Глинки, сделавшие, мой друг, отечественную литературу, пошли вперед и оказались вровень с веком, я же — пойми меня — остался лишь досужим исполнителем, верным Хераскову и Сумарокову — духовным учителям моим. Разве не мог я уйти отсюда, из лесов, на то же поприще? Нет, дух любителя и свободного ценителя муз задержал меня. Не вступать в спор, а думать наедине хотел я, но только там, на поприще борьбы, можно быть, даже наедине с собой, зрелым, иначе уподобишься праздному российскому рассуждателю, каких немало, волонтеру в искусствах. «Дворянство — тень великих людей, — размышлял я, — и дворянину постыдно быть игроком на сцене». Он, Сумароков, меня пленил, — возвысив голос, словно исповедовался Афанасий Андреевич. — С его разумом и сейчас подхожу к критике созданий Глинок и иных петербургских поэтов. Помнишь ли стих его «Недостаток изображения»:
Трудится тот вотще,
Кто разумом своим лишь разум заражает,
Не стихотворец тот еще,
Кто только мысль изображает…
Бессмертные слова! Потому и не хотел умножать их ряды, друг мой. Они же умножили и определили. Потому говорю тебе: дух любительства, презрения к свету и ложного бескорыстия пагубен для истого дарования, пагубен будет и для тебя, Михаил. Век требует своего. Ныне якобинцы толкуют о равенстве людей так, словно до них никто о том не думал, хотя еще Херасковым сказано о том обществе:
Где каждый человек другому будет равен?
По старое остается лишь в разумении летописцев, а все потому, что не так старые люди жили и действовали. Ты понял меня, Михаил? Так вот, отказался я и от своего театра и от своих статей…

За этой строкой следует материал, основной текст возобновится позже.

PR #512, opened 2016-04-27
Disable default ordering defined on Model.Meta

ticosax:
a tiny performance optimization.


etianen:
I don't care what people say... I love micro-optimizations. Thanks!

PR #513, opened 2016-04-27
Various Maintenance

ticosax:


etianen:
Thanks for picking this up!

I'm hoping to give reversion some love myself when I've cleared my current deadline, so that's one thing I don't have to do myself now. :)

PR #514, opened 2016-04-29
Return 404 rather then 500 due to ValueError in reversion view methods.

FrankSalad:
Both `recover_view` (at https://github.com/etianen/django-reversion/blob/master/src/reversion/admin.py#L209) and `revision_view` (at https://github.com/etianen/django-reversion/blob/master/src/reversion/admin.py#L219) call `get_object_or_404` which will raise a ValueError if a non-integer is passed to the version_id parameter.


etianen:
A fair point!

PR #515, opened 2016-04-29
One liner refactoring

ticosax:
small chunk of a bigger refactoring I'm trying to reach.


etianen:
Why not indeed!

What are your plans for a refactoring? It would be good to know in advance, as large code dumps can be hard to integrate blind. :)

ticosax:
I tried to add a `GenericRelation` field automatically to the model being versioned. But it appears to be a dead end as it deletes `Version` instances on `Model` deletion (with on_delete behaviour).
I will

Михаил Глинка молчал. И лишь когда дядя дважды повторил свой вопрос, ответил нехотя:
— Кажется, вы, дядюшка, правы во многом, и все же боретесь с ветряными мельницами. Глинки ничуть не опередили вас в искусствах, если требовать от искусства того, что хочет от него новый век. Право, перед стихом Пушкина стих всех Глинок наглядно убог!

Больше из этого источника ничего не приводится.